Incominciano a parlare in ITALIANO e in arabo tra di loro, parloacce, un tono di voce altissimo, la bambina che piange..insomma...questo mio amico mi chiama incazzato nero sfogandosi perchè non riusciva a lavorare in pace come si era ripromesso, nemmeno a leggere, nè tantomeno a riposarsi.​ 
Arriva finalmente il controllore.​ 
invita a presentare il biglietto..e...sorpresa: i seguaci di Allah NON hanno Né prenotazione, nè tantomeno il biglietto di PRIMA CLASSE.​ 
invitati ad uscire...incominciano a urlare e a minacciare dichiarando apertamente che da quel posto NON SE ne sarebbero andati.​ 
Nel frattempo a bologna arriva il passeggero che aveva acquistato e prenotato uno dei posti che quei quattro occupavano abusivamente.​ 
Apre lo scompartimento e 
chiede gentilmente di fruire del diritto acquisito .​ 
Volete sapere come è andata a finire?​ 

Indovinate.​ 
ve la faccio breve:​ 

Quei quattro NON SI SONO MOSSI da quello scompartimento, e il povero signore è stato accompagnato in un posto in seconda classe.Il treno era stracolmo.​ 
I mussulmani,invece, non solo NON hanno pagato la differenza, ma hanno inveito con tutto il repertorio di bestemmie in italiano verso quel povero pirla di controllore ..argomentando che non essendo in grado di comprendere la nostra lingua non potevano capire nulla di quello che gli veniva contestato.​


----------



## Lettrice (19 Aprile 2008)

Pero' Allah non c'entra...


----------



## Mari' (19 Aprile 2008)

Io avrei chiamato la polizia e basta.


----------



## Old Holly (19 Aprile 2008)

Sto cominciando seriamente a simpatizzare per la Lega...

Sui mezzi pubblici qui in città, non ce n'è uno e dico uno che paghi il biglietto, quando li beccano, generalmente non hanno (o fanno finta di non avere) documenti, si inventano un nome falso e non pagano nessuna contravvenzione.

Così vanno le cose, sempre peggio


----------



## Miciolidia (19 Aprile 2008)

verso un 'italia multietnica e multireligiosa.


a.che dite, se fosse capitato ad uno di noi , ci avrebero costretto ad alzare il culo?


b. per gli insulti lanciati al controllore e ad Allah, o a Cristo, la legge ci avrebbe perseguito?

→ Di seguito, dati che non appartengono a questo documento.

PR #1109, opened 2026-06-24
Fix: removed css file for tx page

C0mberry:
## Description
- removing css file and moving styles to tailwind
- adding complete state for download btn
- fixing styles for address wrapping in accounts card

## Type of change
-   [x] Bug fix

## Screenshots
Screenshot 2026-06-24 at 17 22 50

## Testing
1. open tx page
2. Scroll to the accounts block

## Related Issues
[HOO-713](https://linear.app/solana-fndn/issue/HOO-713/consider-adding-a-template-for-issues)

## Checklist
-   [x] Screenshots included — required for protocol screens, recommended for other UI changes

### DIFF
--- a/app/components/shared/RawDataField.tsx
+++ b/app/components/shared/RawDataField.tsx
@@ -7,7 +7,7 @@ import { Tabs, TabsContent, TabsList, TabsTrigger } from '@components/shared/ui/
 import React, { useEffect, useMemo, useState } from 'react';
 import { Check, ChevronDown, Copy, Download } from 'react-feather';
 
-import { DownloadDropdown, type DownloadState } from '@/app/shared/components/DownloadDropdown';
+import { DownloadDropdown, DownloadState } from '@/app/shared/components/DownloadDropdown';
 import { type ByteArray, toBase64, toHex } from '@/app/shared/lib/bytes';
 import { useCopyToClipboard } from '@/app/shared/lib/useCopyToClipboard';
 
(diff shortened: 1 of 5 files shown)


rogaldh (approved):
LGTM

Woody4618 (dismissed):

app/components/shared/RawDataField.tsx
```diff
@@ -33,6 +33,14 @@ export function RawDataField({ data, loading, filename }: RawDataFieldProps) {
     const [tab, setTab] = useState<'hex' | 'base64'>('hex');
     const [expanded, setExpanded] = useState(false);
     const [copyState, copy] = useCopyToClipboard();
+    const [downloadState, setDownloadState] = useState<DownloadState>('idle');
+
+    useEffect(() => {
+        if (downloadState === 'downloaded') {
```
Woody4618: Why are these string and not the DownloadState type?

app/tx/[signature]/page-client.tsx
```diff
@@ -85,7 +83,7 @@ export function TransactionDetailsPageClient({ params: { signature: raw } }: Pro
     }
 
     return (
-        <div className="transaction-page mx-auto flex max-w-5xl flex-col space-y-9 px-4 pt-3 lg:space-y-12 lg:px-6 lg:pt-5">
+        <div className="mx-auto flex max-w-5xl flex-col space-y-9 px-4 pt-3 selection:bg-[#13d89b40] selection:text-inherit lg:space-y-12 lg:px-6 lg:pt-5">
```
Comment (Woody4618) [inline app/tx/[signature]/page-client.tsx:86]: Is this a custom color on purpose?

app/components/shared/RawDataField.tsx
C0mberry: let me replace it with enum. it was a type from the beginning

app/tx/[signature]/page-client.tsx
Comment (C0mberry) [reply app/tx/[signature]/page-client.tsx:86]: i could use bg-accent/25 instead of a hex value, but the opacity modifier isn't working for the selection. Without that '/25' modifier, the color will be strong 
Screenshot 2026-06-25 at 14 52 34

Comment (Woody4618) [reply app/tx/[signature]/page-client.tsx:86]: Yeah maybe i misunderstand, but we should not hotfix this in a sepcific place and copy paste it everywhere but instead find a good solution we can apply and reuse everywhere where we have selections, no?

Comment (rogaldh) [reply app/tx/[signature]/page-client.tsx:86]: That really depends. Sometimes it makes sense to wrap up a solution, sometimes it does not. There might be different reasons: complexity, attempt to have a self-sustained solution. That really depends.
Here, it looks appropriate as the context is localised. But it is really worth unifying the styles, and it should be done, but within a separate scope.
I'd suggest accepting this and reworking the whole thing later.

Woody4618 (approved):

PR #1116, opened 2026-06-26
feat: Program Metadata Program — decode instructions, accounts & events; use PMP IDLs everywhere

ChewingGlass:
## Summary

Makes the explorer understand the **Program Metadata Program** (PMP, `ProgM6JCCvbYkfKqJYHePx4xxSUSqJp7rh8Lyv7nk7S`) and actually use PMP‑published IDLs everywhere it parses program data — instructions, accounts, and events — not just on the transaction page.

### 1. Decode the PMP's own instructions
Instructions to the Program Metadata Program (`Initialize` / `Allocate` / `SetData` / `SetAuthority` / `SetImmutable` / `Trim` / `Close` / `Extend` / `Write`) rendered as raw hex / "Unknown Instruction". A new `ProgramMetadataDetailsCard` decodes them with the `@solana-program/program-metadata` Codama decoders (deterministic, no IDL fetch), wired into both the transaction page and the inspector.

### 2. Use PMP‑published IDLs in the inspector
The transaction page already preferred a program's PMP IDL when decoding instructions; the inspector was Anchor‑only. The inspector now resolves the PMP IDL and renders the `ProgramMetadataIdlInstructionDetailsCard`, so a program that publishes its interface via the PMP decodes there too.

### 3. Decode account data via PMP‑published IDLs
`AnchorAccountCard` only used the legacy on‑chain Anchor IDL, so accounts owned by programs that publish only a PMP IDL showed nothing and the "Anchor Data" tab was hidden. It now falls back to an Anchor‑format IDL fetched from the PMP (reusing the existing Borsh decode + row rendering), and the tab is shown for such programs.

### 4. Decode Anchor‑format PMP IDLs that Codama can't convert
The PMP IDL instruction card decoded only through Codama (`parseInstruction` / `rootNodeFromAnchor`). Real Anchor IDLs can fail that conversion — e.g. an instruction with an unnamed arg makes `rootNodeFromAnchor` throw `Argument name [id] is missing…` — leaving the instruction "Unknown" even with the IDL present. It now falls back to building an Anchor `Program` and decoding with Anchor's (more lenient) `BorshInstructionCoder` before giving up.

### 5. Decode Anchor events emitted via `Program log:` (and fix index matching)
Two pre‑existing bugs in `extractEventsFromLogs`:
- It only read `Program data:` (`sol_log_data`) lines, so programs that emit events as base64 via `Program log:` (`msg!`) had their events ignored. It now also collects base64‑shaped `Program log:` payloads (plain‑text logs fail the base64 check; the event decoder rejects any straggler).
- It matched events to instructions by counting `invoke` log lines, but instructions that emit none — the ed25519/secp256k1 precompiles — shifted the index, mis‑attributing or dropping events. Given the ordered top‑level program ids, invocations are now matched to their instruction by program id. `AnchorDetailsCard` passes those ids, and the PMP Anchor fallback forwards the signature so events can be read from the tx logs.

### 6. Make IDL resolution resilient to transient fetch errors
Resolving a large IDL through the server runtime occasionally aborts the response body with `ERR_STREAM_PREMATURE_CLOSE`. The `/api/idl-latest` route treated that as fatal (paged Sentry, non‑retryable 502). It now classifies these connection‑level errors as retryable and retries with a fresh client.

## Motivation

Programs increasingly publish their IDL through the Program Metadata Program rather than a legacy Anchor IDL account. Without these changes the explorer shows raw hex for PMP instructions, can't decode the instructions/accounts/events of PMP‑only programs, and (for IDLs Codama can't convert or events logged via `Program log:`) shows "Unknown" even when the IDL is present.

## Testing

`pnpm test:ci`, `pnpm typecheck`, and `pnpm lint` all green. New tests cover: PMP instruction decoding (`ProgramMetadataDetailsCard`), the Codama→Anchor instruction‑decode fallback and event‑signature forwarding (`ProgramMetadataIdlInstructionDetailsCard`), and the IDL route's retry/transient‑error handling.

> PMP IDL resolution is gated behind the existing `NEXT_PUBLIC_PMP_IDL_ENABLED` flag (same as the transaction page's current PMP path), so items 2–5 require it enabled.

## Screenshots

> _To be added from a local instance before requesting review_: a decoded Program Metadata Program instruction; a PMP‑only program's instruction decoded in the inspector; a PMP‑only program account's fields under the Anchor Data tab; and a decoded Anchor event.


KSH9NT (approved):

Woody4618:
Thanks for this. Was included in https://github.com/solana-foundation/explorer/pull/1119/commits

PR #1125, opened 2026-07-01
fix(token-2022): decode core token instructions in inspector

ChewingGlass:
## Problem

In the transaction inspector, Token-2022 transfers (and other core token instructions) render as raw hex with no decoded fields — no amount, no source/destination, etc.

Example: https://explorer.solana.com/tx/inspector?squadsTx=949B6HVx1T87TAwtia8guXguQhUCoSAKnzA7gopfqydL

The instruction data `0c ae 5e 27 23 00 00 00 00 06` is a valid `TransferChecked` (discriminator `0x0c`=12, amount `589782702`, decimals `6`), yet the inspector shows only the raw bytes.

## Root cause

The Token-2022 byte-path parser (`parseToken2022Instruction`) only handled the Token-2022–specific extension instructions (metadata / group / pointers). The core instructions that Token-2022 inherits from SPL Token — `Transfer`, `TransferChecked`, `CloseAccount`, `InitializeAccount`, `SyncNative` — hit the `default` case and returned `undefined`, so the dispatcher wrapped them as unparsed and the inspector fell back to `UnknownDetailsCard` (raw hex).

This only affected the **byte path** (inspector). The tx page's RPC pre-parsed path already decoded these via the shared validator map, which is why it only showed up in the inspector.

## Fix

Token-2022 shares these instruction layouts byte-for-byte with SPL Token, so decode them the same way the SPL Token slice does — mirroring `parseTokenInstruction` in the `decode-instruction-token` slice, using `@solana-program/token-2022`'s parse functions. The output `{ type, info }` shapes match the existing `IX_STRUCTS`/`IX_TITLES` validators in `app/components/instruction/token/types.ts`, which `TokenDetailsCard` already renders (the `spl-token-2022` case was already wired up in the inspector's `InstructionsSection`).

The duplication with the SPL Token slice is intentional and follows the existing pattern in this file (see the `parseToken2022RpcInstruction` comment) — slices stay independent with no feature-to-feature imports.

## Test

Adds a byte-vs-RPC parity contract test for Token-2022 `TransferChecked` alongside the existing SPL Token one. `pnpm test` passes.

New:
Screenshot 2026-07-01 at 9 38 38 AM

Old:
Screenshot 2026-07-01 at 9 38 58 AM

### DIFF
--- a/app/features/decode-instruction-token-2022/lib/token-2022-parser.ts
+++ b/app/features/decode-instruction-token-2022/lib/token-2022-parser.ts
@@ -4,7 +4,9 @@ import { unwrapOption } from '@solana/kit';
 import { type ParsedInstruction, PublicKey } from '@solana/web3.js';
 import {
     identifyToken2022Instruction,
+    parseCloseAccountInstruction,
     parseEmitTokenMetadataInstruction,
+    parseInitializeAccountInstruction,
     parseInitializeGroupMemberPointerInstruction,
     parseInitializeGroupPointerInstruction,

c. se mi fossi presentata col passamontagna senza dare la possibilità di essere riconosciuta dal controllore, questi non mi avrebbe invitato a mostrare il viso?


----------



## Miciolidia (19 Aprile 2008)

*lettri*



Lettrice ha detto:


> Pero' Allah non c'entra...


 



Mi stai dicendo che un cristiano in un paese arabo avrebbe avuto la stessa arroganza?


io non ci credo.


----------



## Miciolidia (19 Aprile 2008)

*holly, esatto.*



Holly ha detto:


> Sto cominciando seriamente a simpatizzare per la Lega...
> 
> Sui mezzi pubblici qui in città, non ce n'è uno e dico uno che paghi il biglietto, quando li beccano, generalmente non hanno (o fanno finta di non avere) documenti, si inventano un nome falso e non pagano nessuna contravvenzione.
> 
> Così vanno le cose, sempre peggio


a milano è sistematico.

i controllori fanno finta di nulla e passano oltre...


----------



## Miciolidia (19 Aprile 2008)

Mari' ha detto:


> Io avrei chiamato la polizia e basta.


Già....a trovarla.


----------



## Mari' (19 Aprile 2008)

Miciolidia ha detto:


> Mi stai dicendo che un cristiano in un paese arabo avrebbe avuto la stessa arroganza?
> 
> 
> io non ci credo.


Qui non e' questione di religione ... questa e' una questione di civilta', e queste persone nel treno sono stati degli incivili.


----------



## Lettrice (19 Aprile 2008)

Pero' hanno una tendenza all'incivilta' un po' troppo accentuata... Pero' ripeto la colpa non e' di Allah...


----------



## Miciolidia (19 Aprile 2008)

Lettrice ha detto:


> Pero' hanno una tendenza all'incivilta' un po' troppo accentuata... Pero' ripeto la colpa non e' di Allah...


 

avete ragione, non  è questione di religione, ma di ignoranza...e in quei paesi ve ne è troppa, perchè tanti solo loro e noi siamo incapaci di contenere e l'ignoranza italiana, come come quella straniera.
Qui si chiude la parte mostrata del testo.